_Work order_. Collect every line below that contains the word "CaseTabManagementResource".

_Supplied records_.
╭──

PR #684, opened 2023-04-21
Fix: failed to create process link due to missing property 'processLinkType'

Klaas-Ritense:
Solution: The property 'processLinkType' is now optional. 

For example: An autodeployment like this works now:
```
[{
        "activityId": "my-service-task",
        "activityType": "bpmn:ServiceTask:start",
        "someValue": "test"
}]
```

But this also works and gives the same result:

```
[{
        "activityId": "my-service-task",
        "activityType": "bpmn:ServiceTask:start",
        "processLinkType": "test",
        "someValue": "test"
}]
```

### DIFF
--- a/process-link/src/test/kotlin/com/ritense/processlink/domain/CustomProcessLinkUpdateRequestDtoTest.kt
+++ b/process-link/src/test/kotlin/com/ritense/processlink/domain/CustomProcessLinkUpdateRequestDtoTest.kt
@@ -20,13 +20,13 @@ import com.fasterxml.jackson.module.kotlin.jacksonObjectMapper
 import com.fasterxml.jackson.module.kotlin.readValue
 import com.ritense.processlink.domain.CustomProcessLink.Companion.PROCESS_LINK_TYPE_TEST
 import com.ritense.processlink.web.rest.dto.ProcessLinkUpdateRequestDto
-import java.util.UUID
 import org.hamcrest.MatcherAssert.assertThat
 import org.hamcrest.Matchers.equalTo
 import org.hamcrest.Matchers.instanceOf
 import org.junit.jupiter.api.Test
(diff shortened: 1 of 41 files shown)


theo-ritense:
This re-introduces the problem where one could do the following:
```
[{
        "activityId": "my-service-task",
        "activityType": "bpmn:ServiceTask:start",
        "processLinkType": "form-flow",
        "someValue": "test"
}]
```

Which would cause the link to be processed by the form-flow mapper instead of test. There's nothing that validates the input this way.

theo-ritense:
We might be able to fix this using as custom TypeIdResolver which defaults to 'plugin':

╰──
╭──

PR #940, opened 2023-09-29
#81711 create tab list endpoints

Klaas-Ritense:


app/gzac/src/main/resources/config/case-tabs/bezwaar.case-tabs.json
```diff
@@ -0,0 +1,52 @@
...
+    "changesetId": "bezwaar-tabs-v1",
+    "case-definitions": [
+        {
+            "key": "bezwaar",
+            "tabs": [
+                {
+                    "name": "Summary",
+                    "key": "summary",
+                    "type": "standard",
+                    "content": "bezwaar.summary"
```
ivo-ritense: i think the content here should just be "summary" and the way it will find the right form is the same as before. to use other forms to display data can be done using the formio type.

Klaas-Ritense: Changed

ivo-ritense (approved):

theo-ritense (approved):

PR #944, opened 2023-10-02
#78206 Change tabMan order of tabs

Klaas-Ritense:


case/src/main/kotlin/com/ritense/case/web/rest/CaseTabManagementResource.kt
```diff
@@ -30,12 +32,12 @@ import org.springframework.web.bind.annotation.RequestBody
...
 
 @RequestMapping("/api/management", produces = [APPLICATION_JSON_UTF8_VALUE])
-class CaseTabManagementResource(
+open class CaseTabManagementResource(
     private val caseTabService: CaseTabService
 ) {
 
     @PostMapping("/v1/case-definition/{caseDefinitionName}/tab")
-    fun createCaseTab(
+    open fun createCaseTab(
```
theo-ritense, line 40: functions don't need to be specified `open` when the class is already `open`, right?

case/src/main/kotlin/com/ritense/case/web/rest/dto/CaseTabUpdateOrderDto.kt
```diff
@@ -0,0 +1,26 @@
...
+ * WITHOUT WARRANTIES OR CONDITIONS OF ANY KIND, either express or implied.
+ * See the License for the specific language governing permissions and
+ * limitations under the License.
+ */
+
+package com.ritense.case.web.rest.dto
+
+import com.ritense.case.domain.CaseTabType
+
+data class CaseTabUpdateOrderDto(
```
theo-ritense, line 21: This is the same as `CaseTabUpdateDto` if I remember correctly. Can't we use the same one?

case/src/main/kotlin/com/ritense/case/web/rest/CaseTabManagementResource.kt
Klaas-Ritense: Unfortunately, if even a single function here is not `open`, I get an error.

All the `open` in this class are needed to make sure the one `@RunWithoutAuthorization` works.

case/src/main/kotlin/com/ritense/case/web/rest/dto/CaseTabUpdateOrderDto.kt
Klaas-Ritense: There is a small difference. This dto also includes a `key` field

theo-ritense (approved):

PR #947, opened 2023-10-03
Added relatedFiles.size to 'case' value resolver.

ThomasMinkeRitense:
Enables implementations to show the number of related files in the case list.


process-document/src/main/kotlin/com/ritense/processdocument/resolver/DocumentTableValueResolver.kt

╰──

_Answer to this task_.
case/src/main/kotlin/com/ritense/case/web/rest/CaseTabManagementResource.kt
-class CaseTabManagementResource(
+open class CaseTabManagementResource(
case/src/main/kotlin/com/ritense/case/web/rest/CaseTabManagementResource.kt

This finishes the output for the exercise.